Seventeen antennas protruded from Chuck Niday’s Dodge Ram 2500. It reminded me of the wraith-hunting vehicle from Ghostbusters, and its aim was similar. Ghosts are all around us—at least in the form of invisible waves of electromagnetic radiation emanating from power lines and Wi-Fi routers, flying through walls and zooming across the sky—and Niday’s job was to track them down. His truck’s main antenna picked up signals from 25 megahertz to 4 gigahertz, while smaller antennas operated as a direction-finding array. “Through some method, which I believe involves witchcraft,” he said, “it comes up with a direction for the signal we’re looking for.”
Niday was heading out on patrol of Green Bank, West Virginia, to keep tabs on radio noise that might interfere with the half-dozen giant, dish-shaped telescopes looming behind us at the nation’s oldest federal radio astronomy observatory. Operating electrical equipment within 10 miles of here was illegal if it disrupted the telescopes, punishable by a state fine of $50 per day. Further safeguarding the observatory was a surrounding 13,000-square-mile National Radio Quiet Zone—an area larger than the combined landmass of Connecticut and Massachusetts—which limited cell service and all kinds of wireless communications systems. Theoretically, you couldn’t turn on a smartphone in town without alerting Niday.
We hopped in the truck. Wiring snaked from the roof down to a stack of electronics and computer monitors in the cab. “Footloose” played on an AM/FM radio. Niday adjusted the dials on a computer to look for signals in the 2.4 gigahertz frequency: Wi-Fi. He shifted into drive.
As we exited the observatory’s parking lot, the truck’s computer monitor started bleeping angrily. Before we reached the main road, we picked up 13 wireless signals. Within a half mile, we found 66 signals. Niday’s gadgetry was going berserk. But instead of jumping out of the truck to ticket Wi-Fi offenders, he simply took note of the sources of radio noise and kept driving, unfazed.
Within five miles, we tallied more than 200 signals, some coming from the homes of staff living on the observatory’s own property—a blatant violation of the facility’s regulations. As I observed from the backseat, I wondered, How is this called the quietest town in America?

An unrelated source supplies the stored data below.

PR #601, opened 2018-02-06
Add map(to:) operator

ra1028:
Refer #597

For example, use as below.

```swift
let (signal, observer) = Signal<String, NoError>.pipe()
let triggerSignal = signal.map(to: ())

triggerSignal.observeValues {
    print("trigger `value` events")
}
```

#### Discassion
I want to add `@autoclosure @escaping`, but occur an error(`Ambiguous reference to member 'map`) on overload `map`.
So, I propose to name it `replace(to:)`, like below.

```swift
public func replace<U>(to value: @autoclosure @escaping () -> U) -> Signal<U, Error> {
    return map { _ in value() }
}
```

#### Checklist
- [x] Updated CHANGELOG.md.

### DIFF
--- a/Sources/Property.swift
+++ b/Sources/Property.swift
@@ -101,6 +101,16 @@ extension PropertyProtocol {
 	public func map<U>(_ transform: @escaping (Value) -> U) -> Property<U> {
 		return lift { $0.map(transform) }
 	}
+	
+	/// Map the current value and all susequent values to a new constant property.
+	///
+	/// - parameters:
+	///   - value: A new value.
+	///
+	/// - returns: A property that holds a mapped value from `self`.
+	public func map<U>(value: U) -> Property<U> {
+		return map { _ in value }
+	}
 
 	/// Maps the current value and all subsequent values to a new property
 	/// by applying a key path.
--- a/Sources/Property.swift
+++ b/Sources/Property.swift
@@ -109,7 +109,7 @@ extension PropertyProtocol {
 	///
 	/// - returns: A property that holds a mapped value from `self`.
 	public func map<U>(value: U) -> Property<U> {
-		return map { _ in value }
+		return lift { $0.map(value: value) }
 	}
 
 	/// Maps the current value and all subsequent values to a new property
--- a/Sources/Signal.swift
+++ b/Sources/Signal.swift
@@ -564,7 +564,7 @@ extension Signal {
 	///   - value: A new value.
 	///
 	/// - returns: A signal that will send new values.
-	public func map<U>(to value: U) -> Signal<U, Error> {
+	public func map<U>(value: U) -> Signal<U, Error> {
 		return map { _ in value }
 	}
 
--- a/Sources/Signal.swift
+++ b/Sources/Signal.swift
@@ -557,6 +557,16 @@ extension Signal {
 	public func map<U>(_ transform: @escaping (Value) -> U) -> Signal<U, Error> {
 		return flatMapEvent(Signal.Event.map(transform))
 	}
+	
+	/// Map each value in the signal to a new constant value.
+	///
+	/// - parameters:
+	///   - value: A new value.
+	///
+	/// - returns: A signal that will send new values.
+	public func map<U>(to value: U) -> Signal<U, Error> {
+		return map { _ in value }
+	}
 
 	/// Map each value in the signal to a new value by applying a key path.
 	///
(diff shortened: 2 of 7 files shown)


Sources/Signal.swift
```diff
@@ -557,6 +557,16 @@ extension Signal {
...
 		return flatMapEvent(Signal.Event.map(transform))
 	}
+	
+	/// Map each value in the signal to a new constant value.
+	///
+	/// - parameters:
+	///   - value: A new value.
+	///
+	/// - returns: A signal that will send new values.
+	public func map<U>(to value: U) -> Signal<U, Error> {
```
NachoSoto: Can you add this to `SignalProducer` too?

NachoSoto:
I think eager evaluation is precisely what we want. If somebody needs lazy evaluation of the value they can make that explicit by using the closure variant.

Sources/Signal.swift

I had first come to Green Bank a few months earlier, in March of 2017, on something of a pilgrimage with my girlfriend (now wife), Jenna.

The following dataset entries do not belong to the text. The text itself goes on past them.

PR #602, opened 2018-02-09
Bag performance

ra1028:
1. Simplify nested code of `Bag.remove(using:)`
  Use `Sequence.first(where:)`
  Can be expected to gain a benefit from future Swift performance improvements by using the standard API.

2. Not use `revert()` for removing elements from bag.
  Improve dispose efficiency in `CompositeDisposable`.

#### Checklist
~- [ ] Updated CHANGELOG.md.~

### DIFF
--- a/Sources/Bag.swift
+++ b/Sources/Bag.swift
@@ -67,36 +67,12 @@ extension Bag: RandomAccessCollection {
 	public var endIndex: Int {
 		return elements.endIndex
 	}
-
-	public subscript(index: Int) -> Element {
-		return elements[index]
+	
+	public func index(after i: Int) -> Int {
+		return i + 1
 	}
-
-	public func makeIterator() -> Iterator {
-		return Iterator(elements)
-	}
-
-	/// An iterator of `Bag`.
-	public struct Iterator: IteratorProtocol {
-		private let base: ContiguousArray<Element>
-		private var nextIndex: Int
-		private let endIndex: Int
-
-		fileprivate init(_ base: ContiguousArray<Element>) {
-			self.base = base
-			nextIndex = base.startIndex
-			endIndex = base.endIndex
-		}
-
-		public mutating func next() -> Element? {
-			let currentIndex = nextIndex
-
-			if currentIndex < endIndex {
-				nextIndex = currentIndex + 1
-				return base[currentIndex]
-			}
-
-			return nil
-		}
+	
+	public subscript(position: Int) -> Element {
+		return elements[position]
 	}
 }
--- a/Sources/Bag.swift
+++ b/Sources/Bag.swift
@@ -8,46 +8,46 @@
 
 /// An unordered, non-unique collection of values of type `Element`.
 public struct Bag<Element> {
-    /// A uniquely identifying token for removing a value that was inserted into a
-    /// Bag.
-    public struct Token {
-        fileprivate let value: UInt64
-    }
-
-    fileprivate var elements: ContiguousArray<Element> = []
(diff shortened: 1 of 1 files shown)


ra1028:
@andersio 

Sorry, my test was lacked🙇 
I reverted it to use `Iterator`.

And I have the one more proposal.
I've suspected the necessity of `reversed()` in [this line](https://github.com/ReactiveCocoa/ReactiveSwift/blob/master/Sources/Bag.swift#L51).
I think that `Disposable` is disposed by `CompositeDisposable`(mostly `Lifetime`) in many cases.
In that cases, disposables will disposed in order from the beginning, so higher performance maybe expected if not to use `reversed()`.
I demonstrated it with a simple benchmark such as below.

```swift
func testRemovingByCompositeDisposable() {
    let count = 10_000

    measure {
        var bag = Bag<Int>()
        let disposable = CompositeDisposable()

        for i in 0..<count {
            let token = bag.insert(i)
            disposable += { bag.remove(using: token) }
        }

        XCTAssertEqual(bag.count, count)

        disposable.dispose()

        XCTAssertEqual(bag.count, 0)
    }
}
```

In this case, it has improved about 3x.
screen shot 2018-02-13 at 2 04 05

Also, I demonstrated that using `first(where:)` does not affect performance by the tests such as below.

```swift
func testRemoving() {
    let count = 10_000
    
    measure {
        var bag = Bag<Int>()
        var tokens = ContiguousArray<Bag<Int>.Token>()
        tokens.reserveCapacity(count)
        
        for i in 0..<count {
            let token = bag.insert(i)
            tokens.append(token)
        }
        
        XCTAssertEqual(bag.count, count)
        
        
        for token in tokens {
            bag.remove(using: token)
        }
        
        XCTAssertEqual(bag.count, 0)
    }
}

func testIteration() {
    let count = 10_000_000
    var bag = Bag<Int>()
    
    for i in 0..<count {
        bag.insert(i)
    }
    
    XCTAssertEqual(bag.count, count)
    
    measure {
        var trash = [Int]()
        trash.reserveCapacity(count)
        
        for i in bag {
            trash.append(i)
        }
        
        XCTAssertEqual(bag.count, count)
        XCTAssertEqual(trash.count, count)
    }
}
```
screen shot 2018-02-13 at 2 27 04

andersio:
> In that cases, disposables will disposed in order from the beginning, so higher performance maybe expected if not to use reversed().

Is the case still hold if you more or less randomise the insertion?

ra1028:
@andersio 
Thanks👍  It's already reflected.

Sources/Bag.swift
```diff
@@ -13,14 +13,14 @@ public struct Bag<Element> {
 	public struct Token {
 		fileprivate let value: UInt64
 	}
-
+
```
ikesyo: Could you please remove those white space changes?

ra1028: done

Sources/Bag.swift
```diff
@@ -48,14 +48,12 @@ public struct Bag<Element> {
 	///   - token: A token returned from a call to `insert()`.
 	@discardableResult
 	public mutating func remove(using token: Token) -> Element? {
-		for i in elements.indices.reversed() {
-			if tokens[i] == token.value {
-				tokens.remove(at: i)
-				return elements.remove(at: i)
-			}
+		guard let i = indices.first(where: { tokens[$0] == token.value }) else {
```
andersio: [Nit] Could you replace `i` with `index`?

ra1028: 👍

Driving into town, we passed the area’s quiet authority: the Robert C. Byrd Green Bank Telescope, a 485-foot-tall tangle of white beams holding a giant dish the size of two football fields. This washbasin for Godzilla sat at the bottom of a 4-mile-long valley surrounded by mountains nearly 5,000 feet tall, which created a natural barrier against the outside world’s noise and helped isolate this remote area. Three-fifths of the surrounding county was state or federal forest, thick with mountain laurel and, in warmer months, teeming with mushrooms, ramps, ginseng, goldenseal, and sassafras. Its 941 square miles had a total of three traffic lights, one weekly newspaper, one high school, and a couple roadside pay phones.
The population density of about nine people per square mile was the lowest in West Virginia and one of the lowest anywhere east of the Mississippi River. Going to Walmart was a hundred-mile round trip that required traversing some of the Mountain State’s tallest peaks. Outsiders were considered “flatlanders” or “come-heres.” Locals were “mountain people” who lived in evocative-sounding hamlets such as Stony Bottom, Clover Lick, Thorny Creek, Briery Knob, and Green Bank, with that last name holding an almost mythical allure as a place where the grass was greener and life fuller. Four hours from Washington, DC, Green Bank sounded like a modern-day Walden that could free Jenna and me from the exasperating demands of being always online and reachable. Visiting was to be a respite from our digital lives.